In this quiet uninhabited spot the "St. Barbara" was brought up. And now appeared a new calamity—the food was exhausted. When leaving Galatz, they had reckoned on the usual halt at Orsova for the purpose of shipping provisions; but after starting so suddenly at night, they found there was nothing on board when they reached the island of Orsova but a little coffee and sugar, and in Timéa's possession a box of Turkish sweets and preserved fruits, which, however, she would not open, because it was intended as a present.
"Never mind," said Timar; "somebody must live on one shore or the other. There are lambs and kids everywhere, and one can get anything for money."
Another misfortune set in. The anchored ship was so rolled about by the wind-driven waves of the river, that Timéa got seasick and frightened.
Perhaps there was some house where she and her father could spend the night.
Timar's sharp eyes discovered that above the tops of the poplars rising from the reeds a faint smoke hovered in the air. "There must be a house there. I will go and see who lives in it."
There was a small skiff on board, which the captain used on sporting expeditions, at times when the ship was delayed by foul winds, and he had leisure for wildfowl-shooting. He lowered it into the water, took his gun, his game-bag, and a landing-net—one never knows what may come in one's way, a bird or a fish—and went toward the bed of rushes, rowing and steering with one and the same oar. Being an experienced marsh-sportsman, he soon found the one opening in the reeds through which it was possible to penetrate, and recognized by the vegetation the depth of the channel.
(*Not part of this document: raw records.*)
PR #1415, opened 2022-01-11
Handle removal of transformTemplate

mattgperry:


src/motion/__tests__/transformTemplate.test.tsx
```diff
@@ -0,0 +1,114 @@
...
+    })
+
+    it("removes transformTemplate if prop is removed and transform is not changed", async () => {
+        const { container, rerender } = render(
+            <motion.div
+                transformTemplate={() => `translateY(20px)`}
+                style={{ x: 10 }}
+            />
+        )
+        expect(container.firstChild).toHaveStyle("transform: translateY(20px)")
```
hemlok, line 93: I'm probably being thick, but why doesn't this have `transform: translateY(20px) translateX(10px)`?

hemlok: Oh I am, because the template doesn't pass through the transforms 🤦

hemlok (approved):

Issue #1413, opened 2022-01-09
must borderRadius be unitless for crossfade effect ?


ArianHamdi:
**1. Read the [FAQs](#faqs) 👇**

**2. Describe the bug**

when I want to change `borderRadius` during the crossfade effect if I add a unit e.g. `borderRadius : "20px"` or `borderRadius : "20%"` , it doesn't work properly as I expected. Thus I was forced to omit the unit e.g. `borderRadius : 20`.

Is it a bug or it's normal for you?

**3. IMPORTANT: Provide a CodeSandbox reproduction of the bug**

https://codesandbox.io/s/objective-fermat-t4hq0?file=/src/App.js

**4. Steps to reproduce**

1. Open codesandbox link.
2. Click on an element to see the crossfade effect and smooth changes in borderRadius.
3. Add unit to borderRadius e.g. "20px".
4. Now click on an element and see borderRadius changes. you can see that the changes are not smooth.

ShahriarKh:
🤔 Seems to be a bug with pixel units.
I checked the browser console. Unitless `border-radius` is converted to percentages.
![image](https://user-images.githubusercontent.com/31452340/148684198-11b58571-9181-49fe-a591-7e07ddfefc00.png)

mattgperry:
Yeah I think if it’s a string it’s handled as a percentage, number for pixels. We should probably check for the px

mattgperry:
My mistake its that strings aren't supported at all for crossfading

PR #1416, opened 2022-01-11
Crossfade border-radius of "%" and "px" units

mattgperry:
Fixes https://github.com/framer/motion/issues/1413

### DIFF
--- a/src/projection/animation/mix-values.ts
+++ b/src/projection/animation/mix-values.ts
@@ -1,9 +1,13 @@
 import { circOut, linear, mix, progress as calcProgress } from "popmotion"
+import { percent } from "style-value-types"
 import { ResolvedValues } from "../../render/types"
 import { EasingFunction } from "../../types"
 
 const borders = ["TopLeft", "TopRight", "BottomLeft", "BottomRight"]
 const numBorders = borders.length
+
+const asNumber = (value: string | number) =>
+    typeof value === "string" ? parseFloat(value) : value
 
 export function mixValues(
     target: ResolvedValues,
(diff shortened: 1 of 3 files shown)


src/projection/styles/scale-border-radius.ts
```diff
@@ -17,6 +17,7 @@ export function pixelsToPercent(pixels: number, axis: Axis): number {
 export const correctBorderRadius: ScaleCorrectorDefinition = {
     correct: (latest, node) => {
         if (!node.target) return latest
+
```
nvh, line 20: This seems unnecessary

src/projection/animation/mix-values.ts
```diff
@@ -47,17 +51,13 @@ export function mixValues(
...
-        ) {
-            const radius = Math.max(mix(followRadius, leadRadius, progress), 0)
-            target[borderLabel] = radius
+        target[borderLabel] = Math.max(
+            mix(asNumber(followRadius), asNumber(leadRadius), progress),
+            0
+        )
+
+        if (percent.test(leadRadius) || percent.test(followRadius)) {
+            target[borderLabel] += "%"
```
nvh, line 60: What happens if one is pixels and the other is percent? Then we would treat them both as percent, right?

nvh: (Also don't see that in a test case)

mattgperry: Yeah currently the crossfade breaks completely, in this case they'd be treated as a percentage. I'm not sure either is ideal though we don't generally support animating between value types anywhere else either.

nvh: Wouldn't it be better to not animate then do something weird?

mattgperry: Ah yeah I've just pushed this fix

src/projection/animation/mix-values.ts
```diff
@@ -51,13 +54,22 @@ export function mixValues(
...
         leadRadius ||= 0
 
-        target[borderLabel] = Math.max(
-            mix(asNumber(followRadius), asNumber(leadRadius), progress),
-            0
-        )
+        const canMix =
+            followRadius === 0 ||
+            leadRadius === 0 ||
+            isPx(followRadius) === isPx(leadRadius)
```
nvh, line 60: I'm confused why we're not adding `percent.test(leadRadius) === percent.test(followRadius)` to this?

nvh: But the test case seems to be still passing...

nvh (approved):

src/projection/animation/mix-values.ts
mattgperry: This is essentially testing if they're different

nvh: Ah right! So in the purely hypothetical case that there would be a third format, we would be fucked.
Let's add a comment about that then, because I think it's pretty confusing.

PR #1426, opened 2022-01-20
Add `reducedMotion` prop to `MotionConfig`

mattgperry:
This PR adds a new option to `MotionConfig` that lets people automatically `respectReducedMotion`

```jsx
<MotionConfig respectReducedMotion>
```

Setting this option to `true` will disable all movement animations, for now just transforms and layout animations. While leaving things like opacity and backgroundColor in-tact.


packages/framer-motion/src/context/MotionConfigContext.tsx
```diff
@@ -25,6 +25,14 @@ export interface MotionConfigContext {
...
      */
     transition?: Transition
+
+    /**
+     * If true, will respect the device prefersReducedMotion setting by switching
+     * transform animations off.
+     *
+     * @public
+     */
+    respectReducedMotion?: boolean
```
nvh, line 35: It seems to me that it would be better to have three options here: 
* always reduce motion
* never reduce motion
* listen to prefersReduceMotion
Maybe we can make the API reflect those?


Something like:

```suggestion
    reducedMotion?: "always" | "never" | "userPreference"`
```

packages/framer-motion/src/context/MotionConfigContext.tsx
```diff
@@ -33,4 +41,5 @@ export interface MotionConfigContext {
 export const MotionConfigContext = createContext<MotionConfigContext>({
     transformPagePoint: (p) => p,
     isStatic: false,
+    respectReducedMotion: false,
```
nvh, line 44: Why not enable this by default? Seems like a nice thing to have, right?

packages/framer-motion/src/projection/node/create-projection-node.ts
```diff
@@ -451,13 +451,21 @@ export function createProjectionNode<I>({
...
                                 ...getValueTransition(
                                     layoutTransition,
                                     "layout"
                                 ),
                                 onComplete: onLayoutAnimationComplete,
-                            })
+                            }
+
+                            if (visualElement.shouldReduceMotion) {
+                                animationOptions.delay = 0
```
nvh, line 464: I don't understand why we set the delay to 0

packages/framer-motion/src/render/types.ts
```diff
@@ -35,6 +35,7 @@ export interface VisualElement<Instance = any, RenderState = any>
     measureViewportBox(withTransform?: boolean): Box
     addVariantChild(child: VisualElement): undefined | (() => void)
     getClosestVariantNode(): VisualElement | undefined
+    shouldReduceMotion?: boolean | null
```
nvh, line 38: What is the difference between `undefined` and `null` here?

nvh (commented):
I'm not sure about the naming of `respectReducedMotion`, and thinking we can come up with a more powerful API

packages/framer-motion/src/context/MotionConfigContext.tsx
mattgperry: What's the use-case for `"always"`?

packages/framer-motion/src/projection/node/create-projection-node.ts
mattgperry: Ah because usually `delay` is set (or derived from `staggerChildren`/`delayChildren`) to work in tandem with `duration`, which is now essentially `0`

packages/framer-motion/src/render/types.ts
mattgperry: `null` is provided server-side, basically in situations where `window` doesn't exist. The API here is pre-existing in `useReducedMotion`

mattgperry:
@nvh I'm not sure what more we'd want to do with this other than hone the types of motion we keep enabled or disable. Ideally this is quite simple to implement - I'm thinking a checkbox in the site settings page.

packages/framer-motion/src/context/MotionConfigContext.tsx
nvh: Maybe it doesn't make a lot of sense to use an animation framework and disable the animations 😆, but I was thinking about giving the developer control over this feature, like being able to offer a toggle to the user to enable/disable reduced motion.

nvh: I was mostly trying to future-proof this API, because there is a third option that might be usefull at some point.

mattgperry: Ah I see, yeah that's a good idea. How about to keep the cleanliness of 

```jsx
<MotionConfig respectReducedMotion>
```

And to keep the potential Framer settings page toggle in mind, we make this a boolean and then in a later run extend `true` and `false` with

```jsx
<MotionConfig respectReducedMotion="enforce">
```

mattgperry: Actually on further thought if we made it `"user"` I think this is a good change, we can still surface it as a boolean in Framer

nvh: I lost track, can you write out the API you have in mind now?

nvh: Ah, I see you already implemented it, yes, this looks good!

nvh (approved):

PR #1438, opened 2022-02-01
Upgrade to React 18

mattgperry:
This PR makes Framer Motion compatible with React 18.

I've downgraded it back to 17 in resolutions as it wasn't compatible with all test suites.

The biggest change is that components can be re-mounted, so they can't consider an unmount the same as the end of their lifecycle.

Closes https://github.com/framer/motion/pull/826


packages/framer-motion/src/animation/use-animated-state.ts
```diff
@@ -59,14 +58,16 @@ export function useAnimatedState(initialState: any) {
 
     useEffect(() => {
         element.mount({})
-        return element.unmount()
-    }, [])
+        return element.unmount
```
mattgperry, line 61: This isn't React 18 specific, but something that must have been a quiet bug before

vpontis:
Awesome thank you @mattgperry 👍

PR #1443, opened 2022-02-03
Fixing layout animations with gap Safari fix

mattgperry:


packages/framer-motion/src/projection/node/create-projection-node.ts
```diff
@@ -1081,11 +1090,11 @@ export function createProjectionNode<I>({
         /**
          * Animation
          */
-        animationProgress = 0
```
nvh, line 1084: What was this used for before?

mattgperry: Nothing, must have been left around from long ago

packages/framer-motion/src/projection/node/create-projection-node.ts
```diff
@@ -467,6 +467,15 @@ export function createProjectionNode<I>({
 
                             this.startAnimation(animationOptions)
                         } else {
+                            /**
+                             * If the layout hasn't changed and we have an animation that hasn't started yet,
+                             * finish it immediately. Otherwise it will be animating from a location
+                             * that was probably never commited to screen and look like a jumpy box.
+                             */
+                            if (!hasLayoutChanged && this.progress === 0) {
```
shuangq, line 475: If the layout hasn't changed, why did it start the animation? 🤔

mattgperry: In a previous render where the layout did change. This is a new render that may have happened so soon that the old animation didn't even start to play.

shuangq (approved):
Code looks good, any chance we can cover a test? 😬

packages/framer-motion/src/projection/node/create-projection-node.ts
```diff
@@ -1081,11 +1090,11 @@ export function createProjectionNode<I>({
         /**
          * Animation
          */
-        animationProgress = 0
         animationValues?: ResolvedValues
         pendingAnimation?: Process
         currentAnimation?: AnimationPlaybackControls
         mixTargetDelta: (progress: number) => void
+        progress = 0
```
nvh, line 1097: I do feel that `animationProgress` is more descriptive, why did you go for `progress` here?

nvh (approved):

packages/framer-motion/src/projection/node/create-projection-node.ts
mattgperry: Yeah animationProgress makes sense at a class level, I'll change it

PR #1452, opened 2022-02-13
Use isomorphic layout effect in useIsMounted

thebuilder:
The React 18 upgrade in #1438 introduced a new `useIsMounted` hook, that that didn't use the `useIsomorphicLayoutEffect`. This resulted in a warning rendered serverside. Fix by replacing `useLayoutEffect` with `useIsomprohicLayoutEffect`.

Fix: #578


mattgperry:
Brilliant thanks for the contribution! I’m OOO until a week on Monday but will publish then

Where the great leaves and snowy cups of the water-lily float on the surface, there is deep water which scours the weeds and mud away; in other places duckweed forms a green carpet on the top, and on this floating velvet cowers the poisonous water-fungus in the form of a turnip-radish, blue and round, and swelled like a puff ball—deadly poison to every living thing. When Timar's oar struck one of these polyp-like fungi, the venomous dust shot out like a blue flame. The roots of this plant live in a fetid slime which would suffocate man or beast who should fall into it; nature has given this vegetable murderer a habitat where it is least accessible. But where the cardinal-flower spreads its clubbed suckers, and where the beautiful bells of the water-violet sway among the rushes, there is gravel, which is not always under water. And where the manna tendrils begin to form a thicket, in pressing through which the sailor finds the brim of his hat full of little seeds—the food of the poor, manna of the wilderness—there must be higher ground, so that only the root of the plant is submerged.
The boatman who does not know these vegetable guides might lose himself in the reed-beds, and not get out all day.
When Timar had worked his way through the brake, which formed a labyrinth of flesh-colored flower-clusters, he saw before him what he sought—an island.
No doubt this was a new alluvial formation, of which no trace was to be found on the latest maps.
In the bed of the right arm of the Danube lay long ago a great bowlder, at whose base the sluggish current had deposited a sand-bank.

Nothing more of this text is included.